Muscarinic regulation of cyclic AMP in bovine trachealis cells.

The goal of this study was to characterize the receptors and coupling mechanisms mediating muscarinic inhibition of adenylyl cyclase activity in bovine tracheal smooth muscle. In radioligand binding experiments, methoctramine and AF-DX 116 competed for approximately 85% of the 3H-quinuclidynyl benzilate (3H-QNB) binding sites on intact cells with high affinities (-log KI of 7.73 +/- 0.16 and 6.67 +/- 0.31, respectively) characteristic of binding to M2 receptors. The antagonist 4-diphenylacetoxy-N-methylpiperidine (4-DAMP) bound the receptors on intact cells with an affinity (-log KI = 7.76 +/- 0.21) characteristic of binding at M2 receptors. In experiments measuring 3',5'-cyclic adenosine monophosphate (cAMP) accumulation, methoctramine, AF-DX 116, and 4-DAMP antagonized the inhibitory effect of carbachol on isoproterenol-stimulated cAMP accumulation with potencies consistent with mediation by M2 muscarinic receptors (-log Kb of 8.01 +/- 0.22 to 7.58 +/- 0.25 for methoctramine; 7.43 +/- 0.36 to 7.02 +/- 0.30 for AF-DX 116; and 7.60 +/- 0.21 for 4-DAMP). In other experiments, 24 +/- 3% of the inhibitory effect of carbachol was not reversed by 60 min exposure to atropine.
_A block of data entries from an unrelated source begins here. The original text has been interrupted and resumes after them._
PR #2784, opened 2019-04-25
Sort directory entries after they are returned by readdir

c00w:
The readdir syscall does not guarantee a consistent order between calls and on some
file systems this will result in non deterministic store paths for the
same collections of files.

### DIFF
--- a/src/libutil/util.cc
+++ b/src/libutil/util.cc
@@ -5,6 +5,7 @@
 #include "finally.hh"
 #include "serialise.hh"
 
+#include <algorithm>
 #include <cctype>
 #include <cerrno>
 #include <cstdio>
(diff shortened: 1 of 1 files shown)


edolstra:
Do you have a specific case where this caused a problem? For example we already sort directory entries in NAR files to ensure a canonical representation.

c00w:
Hmmm - Where is that code? I didn't spot any ordering when I was tracing the code paths from nix-store --add, but I definitely may have missed something.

Moreover, pertussis toxin (10, 250, and 1,000 ng/ml) decreased only a portion of the inhibitory effect of carbachol (8 +/- 19%, 32 +/- 10%, and 33 +/- 8%, respectively) on cAMP accumulation. These findings indicated that M2 receptors were coupled to adenylyl cyclase in trachealis cells, but that coupling mechanisms in addition to those of pertussis toxin-sensitive guanine nucleotide binding proteins were involved. Since the inhibitory effect of carbachol (10(-8) M) on isoproterenol-stimulated cAMP accumulation was decreased from 20 +/- 4% to -1 +/- 5% (n = 6) by okadaic acid (1 microM), protein phosphatases may regulate the processes coupling muscarinic receptors to adenylyl cyclase.